公園のまわりの草むらから、物音が聞こえてくる。
珠緒と華燐は、雑談をやめると、それぞれ自分の武器であるナイフとヌンチャクを発現させていた。
「…風の音じゃないよね」
「…はい。間違いなく…います…!」
華燐と珠緒は確かめ合うと、物音がした方向に武器を向ける。
直後、草むらをかき分け、物音の正体が姿を現した。
「やれやれ。いつになったら消えるかと思ったが…待つのも飽きたわ」
低く野太い声と共に、鉄塊にしか見えない大剣を振り下ろす音が聞こえてくる。その音のすぐ横に、紫色の肌の巨漢が、そこに立っていた。
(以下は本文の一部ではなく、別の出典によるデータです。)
PR #665, opened 2023-02-08
Window reference in coexistence goal

### LINKED ISSUE #444: Specify the duration of an activity to match the duration of a window
For scheduling goals we should be able to define duration parameters in an activity template to match the duration of a window (as long as the scheduler can fill the duration).

JoelCourtney:
* **Tickets addressed:** closes #444 
* **Review:** By commit  

## Description

In no particular order:
- Refactored eDSL intervals into an expression. Now they can be literals or aliases.
- Made a `IntervalDuration(Expression<Interval>)` node, and a `DurationLiteral(Duration)` node, which are both `Expression<Duration>` (NOT `Expression<DiscreteProfile>`)
- Made a `DiscreteProfileFromDuration(Expression<Duration>)` node to convert durations into discrete profiles for internal use in the scheduler (not exposed to user).
- Activity template arguments now accept Duration expressions, which is automatically wrapped in `DiscreteProfileFromDuration` and evaluated when attempting to match activities/create conflicts.
- Because of this, I had to remove argument sanitation checks on CardinalityGoal, because the duration argument is computed after goal creation.

## Verification
I had to remove one test for CardinalityGoal, see last bullet point. Updated existing tests to hit duration and interval literals.

As it turns out, the single scheduling integration test that I added covers:
- Interval alias node
- Interval duration node
- coexistence goal interface
- activity expression with lazy duration
for eDSL execution, parsing, and evaluation.

## Documentation
- [x] documentation written
- [ ] documentation merged


JoelCourtney:
rebasing on develop caused an issue, looking into it

mattdailis:
> rebasing on develop caused an issue, looking into it

This seems to help with that particular issue:
https://github.com/NASA-AMMOS/aerie/commit/7538efae5a36d6990cc9e21b31c7d2611e9c9003

~I haven't looked into the merge conflicts yet~

EDIT: This rebase addresses the merge conflicts:

https://github.com/NASA-AMMOS/aerie/tree/5d25a778081cc1c56b2241e1d4dcd9f6a6bd7030

JoelCourtney:
@mattdailis I stole the commits from your branch, thanks

scheduler-driver/src/main/java/gov/nasa/jpl/aerie/scheduler/goals/CardinalityGoal.java
```diff
@@ -107,32 +107,8 @@ protected CardinalityGoal fill(CardinalityGoal goal) {
...
-    }
-
-    public boolean isUnsatisfiable(){
-      return this.durationRange != null &&
-             occurrenceRange != null &&
-             this.thereExists.getDurationRange() != null &&
-             this.thereExists.getDurationRange().start
-                 .times(occurrenceRange.getMinimum())
-                 .longerThan(durationRange.end);
-    }
```
adrienmaillard, line 134: Why a check of this flavor is not possible anymore ?

constraints/src/main/java/gov/nasa/jpl/aerie/constraints/model/EvaluationEnvironment.java
```diff
@@ -8,10 +9,15 @@
 public record EvaluationEnvironment(
     Map<String, ActivityInstance> activityInstances,
     Map<String, Spans> spansInstances,
+    Map<String, Interval> intervals,
```
adrienmaillard, line 12: Can you explain why you needed to add this ?

adrienmaillard (approved):
Nice work, I only have some questions.

constraints/src/main/java/gov/nasa/jpl/aerie/constraints/model/EvaluationEnvironment.java
JoelCourtney: I got tired of using collections to store single objects. Like using a Windows to store something that is guaranteed to be a single Window, or a Spans to store a guaranteed single Span. So I decided the most natural argument for the CoexGoal template factory would be an `Interval` instead of a `Windows` that only has one window. This caused all the Interval-related changes to the edsl. It also meant we need to store intervals in the environment so CoexGoal can generate the Interval, and the ast nodes in the factory can access it.

scheduler-driver/src/main/java/gov/nasa/jpl/aerie/scheduler/goals/CardinalityGoal.java
JoelCourtney: They use `getDurationRange()`. I had to change the `Interval durationRange` field of `ActivityExpression` into `Expression<? extends Profile<?>> duration`. These unsatisfiability checks are sanity checks before the goal is run, but we can no longer check the duration before evaluation because the duration is lazy.

PR #672, opened 2023-02-14
Added handling for activities that stretch past a plans duration

### LINKED ISSUE #655: Expansion fails when plan has unfinished simulated activities
When a simulated plan includes unfinished activities (i.e., activities whose effect models don't return before the end time of the plan), command expansion breaks. As far as I can tell, this is because the command expansion server tries to parse the `null` values for end time and duration for the unfinished activity instances and breaks.

Internal ticket: https://jira.jpl.nasa.gov/browse/AERIEQS-439

cohansen:
* **Tickets addressed:** Closes #655
* **Review:** By commit

## Description
Now if the user is trying to expand and we come across an activity type whose effect model goes past the end of the plan the expansion will have a duration error for that specific activity.

## Verification
I added a test for this scenario alongside our existing tests.

## Documentation
N/A

## Future work
N/A

### DIFF
--- a/sequencing-server/src/app.ts
+++ b/sequencing-server/src/app.ts
@@ -365,6 +365,15 @@ app.post('/expand-all-activity-instances', async (req, res, next) => {
 
   const settledExpansionResults = await Promise.allSettled(
     simulatedActivities.map(async simulatedActivity => {
+      // The simulatedActivity's duration and endTime will be null if the effect model reaches across the plan end boundaries.
+      if (!simulatedActivity.duration && !simulatedActivity.endTime) {
+        return {
+          activityInstance: simulatedActivity,
+          commands: null,
+          errors: [{ message: 'Duration is null' }],
+        };
+      }
+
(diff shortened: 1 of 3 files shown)


goetzrrGit (approved):
looks great to me.

sequencing-server/package-lock.json
```diff
@@ -1642,6 +1642,17 @@
         "npm": "1.2.8000 || >= 1.4.16"
       }
     },
+    "node_modules/body-parser/node_modules/qs": {
```
camargo: Do we need this lock file change?

cohansen: Yeah, it looks like the qs patch version was updated.

dyst5422: Bummer that body-parser still uses qs despite URLSearchParams for a long while now.

https://dev.to/nerdyman/replacing-query-string-with-native-urlsearchparams-4kdg

camargo (approved):

PR #683, opened 2023-02-17
JSON Spec Updates and SEQ JSON to EDSL fix

### LINKED ISSUE #668: Uploading generated seqjson uses old list notation
When uploading generated seqjson inside the Sequence Editor it generates the old list notation rather than the new object notation.

We may need to wait until we've updated to using the latest seqjson before addressing this ticket.

goetzrrGit:
* **Tickets addressed:** Closes #668
* **Review:** By commit  

## Description
Updating how we convert from eDSL to SeqJSON and vice-versa. There are new changes in the SPEC and this PR is using version 1.0.16 for the JSON SPEC. This is for the point release next week. There are tweaks to repeat arguments in 1.0.17 of the SPEC which @cohansen will be taking care of by bringing back arguments by position. 

## Verification
Ran the e2e test and all checks out. 

## Documentation
Probably some documentation needs to be updated. 

## Future work
Upgrading to SPEC 1.0.17


sequencing-server/package-lock.json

「あいつは…朋夜を怪我させたフェルカド…!ダチの仇は取らせてもらう!」
フェルカドの姿を見るなり、華燐はヌンチャクを構えて声を張る。一方のフェルカドは、呆れたように鼻で笑った。
「ふん。巫女でもない小娘2人に容易くくれてやれる首ではない。者ども!ゆけぃ!」
フェルカドが声を張ると、草むらから10体ほどの悪魔が現れる。華燐と珠緒は一瞬固唾を飲むと、身構えた。
「珠緒ちゃん、ここを抜かれたら…!」
「ええ…車内の負傷者もみんな殺されてしまいます…!」
「させないよなぁ!」
「もちろん!」
華燐と珠緒は互いの想いを確認する。
そうして、こちらに向けて駆けてくる悪魔たちに対し、正面から向かっていくのだった。